We now understand that emotional dysregulation and sleep disturbance are core features of ADHD, and that ADHD affects multiple mental domains, including attention, emotions, behaviour, memory, and decision-making. On this basis, ADHD clearly meets reasonable definitions of a mental illness and logically belongs within mental health services — even if service structures have not fully caught up.
Clinically, ADHD is defined by 18 symptoms, but these are best understood as part of a broader regulation difficulty.
ADHD affects five interacting domains:
- executive function,
- attention and cognition,
- emotional regulation,
- motivation and reward,
- behaviour and impulse control.
All of these are coordinated by the prefrontal cortex, which acts as the brain’s regulator. In ADHD, dopamine signalling fluctuates unpredictably. The result is not a lack of ability, but unreliable access to ability.
This explains everyday experiences such as:
- “Some days I can do everything, and other days nothing.”
- “I know what to do, but I can’t make myself start.”
- “I care deeply, but my brain won’t engage.”
In ADHD, internal systems often fail to synchronise.
People may experience:
- good mood but very low energy,
- anxiety before a social event, excitement during it, and a sharp crash afterwards,
- mental overstimulation with physical exhaustion,
- strong intentions but overwhelm the moment a task begins.
People often say:
- “My mind and body are on different settings.”

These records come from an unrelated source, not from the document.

PR #6565, opened 2026-08-24
[Diffusion][LoRA] Validate per-module rank against PEFT metadata in the generic loader

LeslieWylie:
## Summary

Follow-up to my review note on #6476: the **generic** diffusion PEFT fallback can silently mis-scale adapters whose per-module rank does not match the single global `r`.

`DiffusionLoRAManager._load_adapter`'s generic path (`PEFTHelper.from_local_dir` + `LoRAModel.from_local_checkpoint`) derives one global `r`/`lora_alpha` from `adapter_config.json` and applies a uniform `scaling = lora_alpha / r` to every module (`LoRALayerWeights.from_config`). It never re-derives the per-module rank from the actual A/B tensors, and `vllm.lora.peft_helper.PEFTHelper` has no `rank_pattern`/`alpha_pattern` fields (they are silently dropped in `from_dict`).

So a checkpoint whose physical modules do not all share `r` — e.g. a fused-QKV adapter whose packed projection has rank `3*r` while the rest keep `r` — is loaded at the wrong rank and silently mis-scaled, with no error surfaced.

The model-specific path added in #6476 (`_load_diffusion_lora_adapter`) already handles the published H3 Turbo format correctly. This PR only hardens the **generic fallback**; model-specific loaders are unaffected.

## Change

`validate_generic_peft_ranks` in `vllm_omni/diffusion/lora/utils.py`, invoked only on the generic fallback branch. It derives the actual per-module rank from the A/B tensor shapes and:

- rejects a declared `rank_pattern`/`alpha_pattern` the generic loader cannot honor,
- rejects modules whose `lora_A`/`lora_B` ranks are mutually inconsistent (corrupt or packed/fused layout),
- rejects any module whose tensor rank disagrees with the global `r`,

each with an actionable error pointing at a model-specific loader or a canonical single-rank checkpoint.

It deliberately does **not** try to recover a per-module scale (`lora_alpha / actual_rank`): some distilled checkpoints bake the effective scale into the A/B tensors, so silently reinterpreting it could double-apply or drop it. Rejecting is the safe generic behavior; a model that understands its own contract supplies a loader.

## Tests

`tests/diffusion/lora/test_peft_rank_validation.py` — 9 tests, CPU, synthetic tensors (no real adapter):

- uniform rank == global `r` → accepted
- declared `rank_pattern` / `alpha_pattern` → rejected
- mixed physical rank, no pattern → actionable error naming the offending module
- `lora_A`/`lora_B` rank inconsistency → rejected
- packed per-slice ranks → accepted / rejected
- config reader detects declared patterns and tolerates a missing/unreadable config

Local run: 9/9 new pass, plus existing `test_lora_manager.py` / `test_base_linear.py` still pass.

## Field note

Exercised in a production deployment on Blackwell (SM120) with online FP8 (DiT + text encoder, BF16 VAE), tensor parallelism (TP2/TP4), and offline-merged Turbo weights. The generic-vs-model-specific split and this guard behave as expected there.


LeslieWylie:
Self-review completed.

I re-checked the PR specifically for scope, correctness, and regression risk:

- The validation is only invoked on the generic diffusion LoRA fallback path (`loaded is None`); model-specific loaders remain untouched.
- Per-module rank is derived from the actual LoRA A/B tensor shapes rather than inferred from the global PEFT `r`.
- A/B rank inconsistencies and mixed ranks that cannot be represented by the currently supported global PEFT metadata fail with actionable errors instead of silently selecting a scale.
- `rank_pattern` / `alpha_pattern` are intentionally rejected with guidance because the current `PEFTHelper` path does not preserve enough metadata to honor them correctly; this PR does not attempt to extend PEFT semantics.
- The implementation does not guess `alpha / actual_rank`, since converted/fused checkpoints may already encode effective scaling in their tensors.
- Model-owned packed/fused loaders, including the MiniMax-H3 work in #6476, are not affected.
- Tests use synthetic CPU tensors only and cover homogeneous ranks, mixed ranks, malformed A/B pairs, and unsupported PEFT patterns.
- Existing targeted LoRA/manager tests plus the new tests pass locally (`30 passed`).
- I also checked the diff for unrelated changes and internal deployment information; none is included.

The intended invariant is: the generic loader must not silently reinterpret ambiguous mixed-rank PEFT checkpoints.

LeslieWylie:
@vllm-omni-review-bot ready for review. I fixed the reported `ruff format` and `typos` failures and amended the commit with the required DCO sign-off; DCO is now green. The code change remains limited to the generic diffusion LoRA fallback and its CPU regression tests.

LeslieWylie:
Superseded by clean-history replacement #6994. An amend from a shallow checkout accidentally removed this branch's base ancestry, so GitHub closed the PR and would not reopen it after the ancestry was repaired. The replacement preserves the same scoped code change, tests, and DCO sign-off.

PR #6571, opened 2026-08-24
[Bugfix][Ascend NPU][Boogu] Replace complex RoPE with real-valued operations

JW-L-7:
## Summary

Replace the complex-valued rotary positional embedding path in Boogu-Image
with mathematically equivalent real-valued cosine and sine operations.

This prevents Ascend NPU inference from passing complex tensors to
`aclnnGather`, while preserving the behavior of the previous implementation
on CUDA and other supported platforms.

## Motivation

Boogu-Image previously generated complex-valued RoPE frequency tables and
gathered them using `torch.gather`.

On Ascend NPU, model execution failed because `aclnnGather` does not support
`DT_COMPLEX128` input tensors:

```text
Tensor self not implemented for DT_COMPLEX128
NPU function error: call aclnnGather failed
error code is 161002
```

The failure occurred in the Boogu rotary-position embedding path before the
transformer could complete inference.

## Changes

- Replace complex-valued RoPE frequency tables with separate real-valued
  cosine and sine tensors.
- Generate RoPE tables using:
  - `use_real=True`
  - `repeat_interleave_real=True`
- Replace complex multiplication based on `view_as_complex` and
  `view_as_real` with its equivalent real-valued formulation:

  ```text
  real = x_even * cos - x_odd * sin
  imag = x_even * sin + x_odd * cos
  ```

- Gather cosine and sine tensors independently, avoiding complex inputs to
  `torch.gather`.
- Propagate the real-valued RoPE representation through:
  - instruction refinement
  - image refinement
  - double-stream transformer blocks
  - single-stream transformer blocks
  - text-to-image and image-editing pipeline paths
- Use `float32` frequency tables on Ascend NPU and platforms without float64
  support.
- Preserve the previous higher-precision frequency-table behavior on
  platforms that support float64.
- Add regression tests for the real-valued RoPE implementation and its
  integration with the Boogu pipeline.

## Accuracy and Compatibility

The real-valued formulation is mathematically equivalent to the previous
complex multiplication:

```text
(a + ib)(cos + i sin)
  = (a * cos - b * sin) + i(a * sin + b * cos)
```

The implementations are not expected to be bitwise identical in every dtype
because decomposing complex multiplication into real-valued operations may
change floating-point rounding. In addition, Ascend NPU intentionally uses
float32 frequency tables to avoid unsupported and less broadly available
float64 and complex kernels.

A numerical comparison covering 3,932,160 RoPE output elements produced:

| Output dtype | Maximum absolute difference | Mean absolute difference | Different elements |
|---|---:|---:|---:|
| FP32 | 4.77e-7 | 2.26e-8 | 1,493,344 |
| FP16 | 0.001953125 | 4.23e-8 | 718 |
| BF16 | 0.0078125 | 1.43e-8 | 74 |

For FP16 and BF16, the maximum observed difference is approximately one
quantization step, and more than 99.98% of the output elements remain
bitwise identical.

Regression tests also compare the new implementation directly against the
previous complex-valued reference using `torch.testing.assert_close`.

The change does not modify:

- model weights
- checkpoint formats
- external serving APIs
- input or output tensor layouts
- the output dtype of the rotary embedding operation

For platform compatibility:

- Ascend NPU uses real-valued float32 frequency tables, avoiding unsupported
  complex gather operations.
- Platforms with float64 support preserve the previous higher-precision
  frequency-table generation behavior.
- The new path consists only of real-valued gather, slicing, multiplication,
  addition, subtraction, and stacking operations.
- The implementation no longer depends on complex gather support and uses
  standard real tensor operations available across the existing CUDA, ROCm,
  MUSA, XPU, and Ascend backend stacks.
- Ascend NPU and NVIDIA CUDA end-to-end inference were successfully validated.

### Unit tests

The modified Boogu transformer and pipeline test suites passed:

```text
61 passed
```

The test coverage includes:

- numerical equivalence with the previous complex-valued RoPE implementation
- cosine and sine frequency-table shapes
- repeated adjacent-channel frequency layout
- absence of complex tensors in the new frequency tables
- float32 frequency tables on Ascend NPU
- T2I transformer forward behavior
- TI2I transformer forward behavior
- propagation of real-valued frequencies through the Boogu pipeline

### Ascend NPU end-to-end validation

- The modified Boogu model loaded successfully.
- The inference service started successfully.
- Text-to-image inference completed successfully.
- The generated image was returned normally.
- The previous `DT_COMPLEX128` `aclnnGather` error no longer occurred.

### NVIDIA CUDA end-to-end validation

- The modified source was installed and loaded successfully.
- The Boogu model loaded successfully.
- The inference service started successfully.
- A 512x512 text-to-image request using 28 inference steps completed
  successfully.
- The response contained a valid PNG image.

### NVIDIA CUDA performance validation

All benchmark requests completed successfully with zero failures.

| Concurrency | Completed | Failed | Throughput | Mean latency | P50 | P99 | Peak memory |
|---:|---:|---:|---:|---:|---:|---:|---:|
| 1 | 10 | 0 | 0.1397 QPS | 7.157 s | 7.159 s | 7.228 s | 36,744 MB |
| 2 | 10 | 0 | 0.1405 QPS | 13.532 s | 14.239 s | 14.336 s | 36,744 MB |
| 4 | 10 | 0 | 0.1400 QPS | 24.310 s | 28.470 s | 28.700 s | 36,744 MB |

Benchmark configuration:

- Task: text-to-image
- Resolution: 512x512
- Inference steps: 28
- Requests per concurrency level: 10
- Warmup requests: 4
- Concurrency levels: 1, 2, and 4
- Negative prompts enabled


vllm_omni/diffusion/models/boogu_image/boogu_image_transformer.py
```diff
@@ -194,31 +207,49 @@ def __init__(
...
-        freqs_cis = []
-        freqs_dtype = torch.float32 if torch.backends.mps.is_available() else torch.float64
+    ) -> RotaryFrequencyTables:
+        freqs_real = []
+        # Ascend supports real-valued gather but float32 avoids routing the
+        # entire RoPE path through slower and less broadly supported float64
+        # kernels. Other platforms retain the previous precision where valid.
+        freqs_dtype = (
+            torch.float32
+            if current_omni_platform.is_npu() or not current_omni_platform.supports_float64()
```
hsliuustc0106: [P2] This drops the old explicit MPS fallback and regresses macOS/MPS runs.

The previous selection was `float32 if torch.backends.mps.is_available() else float64`. No platform in `vllm_omni/platforms/` overrides `supports_float64()` except MUSA, so on a Mac `current_omni_platform.supports_float64()` returns the interface default `True` and the tables are now built in float64 — then gathered and multiplied on MPS, where float64 ops are not supported. The model elsewhere still carries MPS-specific handling (`_get_freqs_real` moves `ids` to CPU for MPS), so MPS is clearly still an intended target.

Smallest fix: include MPS in the float32 branch, e.g. `if current_omni_platform.is_npu() or not current_omni_platform.supports_float64() or torch.backends.mps.is_available()` — or add an `is_mps()`/`supports_float64()` override to the platform interface so Wan/mammoth_moda2/omnigen2 (same idiom) benefit too.

hsliuustc0106 (commented):
Solid fix. I verified the real-valued formulation against the complex reference, the `supports_float64()` idiom (matches Wan/mammoth_moda2/omnigen2), and that diffusers' `get_1d_rotary_pos_embed` accepts `repeat_interleave_real` — plus the author numerics table and NPU/CUDA E2E evidence in the description. One P2 inline: dropping the old MPS→float32 branch regresses macOS, since `supports_float64()` defaults to True (only MUSA overrides it) while the code elsewhere still carries MPS-specific handling. Approve-able once that's addressed or explained.

vllm_omni/diffusion/models/boogu_image/boogu_image_transformer.py
JW-L-7: Thanks for catching this. I restored the previous MPS float32 fallback in `get_freqs_real` while retaining the NPU and platform capability checks.

I also added a regression test that simulates an MPS environment where the platform otherwise reports float64 support, and verifies that all generated RoPE cosine and sine frequency tables use float32.

The targeted real-valued RoPE tests pass: 4 passed.

JW-L-7:
## Self-review

### Scope

- The implementation changes are limited to the Boogu image model's rotary
  position embedding path and its associated tests.
- The complex-valued RoPE representation is replaced with an equivalent
  real-valued cosine/sine representation.
- No shared attention kernels or platform-wide behavior are modified.

### Correctness and accuracy

- Verified the real-valued RoPE formulation against the previous
  complex-valued reference implementation.
- Compared 3,932,160 RoPE output elements using FP32, FP16, and BF16.
- The observed maximum differences were:
  - FP32: `4.77e-7`
  - FP16: `0.001953125`
  - BF16: `0.0078125`
- For FP16 and BF16, the maximum difference is approximately one
  quantization step, and more than 99.98% of elements remain identical.

### Platform compatibility

- Ascend NPU end-to-end deployment and text-to-image inference were
  successfully verified.
- NVIDIA CUDA end-to-end deployment, inference, and serving benchmarks were
  successfully verified.
- CUDA-capable platforms continue to use float64 frequency-table generation
  where supported.
- The previous MPS float32 fallback has been retained.

### Tests

- The Boogu model unit tests passed in the NVIDIA validation environment.
- The targeted real-valued RoPE tests passed, including the new MPS regression
  coverage.
- Existing CI checks for Python 3.11, Python 3.12, pre-commit, DCO, and
  documentation have passed.

vllm_omni/diffusion/models/boogu_image/boogu_image_transformer.py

- “I’m excited and bored at the same time.”
- “I want to do it, but I can’t access the energy.”
These are biological regulation patterns, not personality flaws.
Because mood, motivation, anxiety, energy, and focus can shift independently and often to extremes, many people describe living in separate internal “bubbles” — excitement, worry, hyperfocus, boredom, shutdown — with little time spent in a balanced middle state.
Inside each bubble, it can feel hard to emotionally remember the others. Over time, this can lead to:
- a fragmented sense of identity,
- inner emptiness,
- imposter syndrome — feeling capable in some moments and fraudulent in others.
This is not dissociation. It reflects the ADHD brain rapidly flipping between regulatory states.
Effective treatment helps the regulator work more consistently.
Rather than flattening emotion or personality, treatment:
- reduces extremes,
- improves transitions between states,
- increases time spent in a regulated middle ground,
- aligns emotion, motivation, energy, and focus.
The goal is not to change who someone is — but to allow who they are to show up consistently.